I’ve been thinking about the man in the strange buffalo costume who stormed the Capitol last week. As I understand it, the man is called the “QAnon Shaman.”

The strange blend of adulterated Paganism, Christianity and nationalism we have seen in the Trump era also occurred in Nazi Germany. Hitler hated the forms of Judaism and Christianity that insisted on economic justice and human rights, but he would often praise the apolitical form of religion that served as liturgical toady to state power.

The religion of the Nazis consisted of a very motley crew of “Christians” who were willing to hate in service to the state, “Pagans” who would betray nature in service to the state, and “Atheists” who would affirm the superstitious cosmology of the Nazis in service to the state.

How did this meltdown happen? Germany was perhaps the most sophisticated culture of all time, but I wonder if their high culture and philosophy really addressed the deep and often irrational needs of real people. Whereas many of the most brilliant philosophers in Germany completely refuted the metaphysical claims of German religion, perhaps they unwittingly took away a crutch from some people leaving nothing upon which those people felt they could stand.

It is a noble aspiration to be rational and scientific, but when we say people should be COMPLETELY rational, many face a crisis of identity. How can a mammal be completely rational? At our best we can be wonderful logical, but rationality is an aspiration, not a foundation. When the religious and secular elites of the culture discounted this fact, Hitler was all too eager to take advantage of the vacuum of meaning.

I wonder if much of the strange intolerance in our time is not a crisis of identity. I wonder if some of the dread of foreigners, of myth melting science and even of wearing COVID masks that cover their faces is coming from a people who have lost the sense of who they are. I suspect many feel as if they are thrashing and drowning in the commons.

Nature religions are very good at helping people find their identity in nature and the cosmos. Puberty rights may seem silly, but without some kind of coming of age ritual. many young people may not ever come to feel they have arrived as adults. Some young people may mistake tattoos, or smoking, or getting pregnant as a way to affirm they have arrived into adulthood. But some people may join a group like Q-Anon that gives them an identity and a powerful (though vicious) narrative of meaning.

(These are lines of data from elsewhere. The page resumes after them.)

PR #113, opened 2016-12-29
Generate reST documentation for magic commands

yebrahim:
This PR adds docs for any added magics automatically by searching through the source files for lines with `register_line_cell_magic`, capturing the names for those magics, and calling them inside an `ipython` kernel with the `-h` argument, then storing that output into a generated `datalab.magics.rst` file.

I also fixed the `README` with more complete instructions, and fixed the `pip install` dependency order, which was causing installing `scikit-learn` to fail because of a versioning issue.

### DIFF
--- a/.gitignore
+++ b/.gitignore
@@ -7,3 +7,4 @@ MANIFEST
 build
 .coverage
 dist
+datalab.magics.rst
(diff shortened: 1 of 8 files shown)


ojarjur:
This looks really good, thanks for getting that to work!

Perhaps the reason people are clutching flags and ridiculous conspiracy theories is in an attempt to hold up the shards of a broken mirror that once told them who they were.

When the religions of a culture do not answer the question, “Who am I in the cosmos,” and when many secular thinkers dismiss the question as superstition, we should not be surprised when someone like Donald Trump or a “QAnon Shaman” answers the question for them.